[Problem] Below are the entries. Set down exactly the line containing "The web build, TypeScript" and each line after it.

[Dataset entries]
PR #5145, opened 2026-09-01
Replace legacy Airbnb ESLint configuration

gabek:
This replaces the legacy `.eslintrc.js` and Airbnb setup with a flat ESLint configuration that works with ESLint 10. The old config blocks dependency installation as its plugin peer ranges stop before ESLint 10.

- Move the Next.js, TypeScript, Storybook, and project-specific rules into `web/eslint.config.mjs`.
- Remove the legacy root and scoped ESLint configs plus `.eslintignore`.
- Keep Prettier separate from ESLint and update the changed-file hooks and scripts to include `.mjs`.
- Remove the unused Airbnb and direct ESLint plugin dependencies, then regenerate `web/package-lock.json`.

The web build, TypeScript check, ESLint, Prettier, and Knip checks pass. The local pre-push web build and Go tests also passed. The plugin integration hook could not run because `cargo` is not installed, so it was skipped when pushing.

## Required checklist


gabek:
Addressed in 546052649d. `npm run lint` now retains the explicit `--ext .js,.ts,.tsx` option while linting the config file and the `types/`, `pages/`, and `components/` directories. The command passes locally and the updated CI run passed.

[Completed exercise]
The web build, TypeScript check, ESLint, Prettier, and Knip checks pass. The local pre-push web build and Go tests also passed. The plugin integration hook could not run because `cargo` is not installed, so it was skipped when pushing.

## Required checklist


gabek:
Addressed in 546052649d. `npm run lint` now retains the explicit `--ext .js,.ts,.tsx` option while linting the config file and the `types/`, `pages/`, and `components/` directories. The command passes locally and the updated CI run passed.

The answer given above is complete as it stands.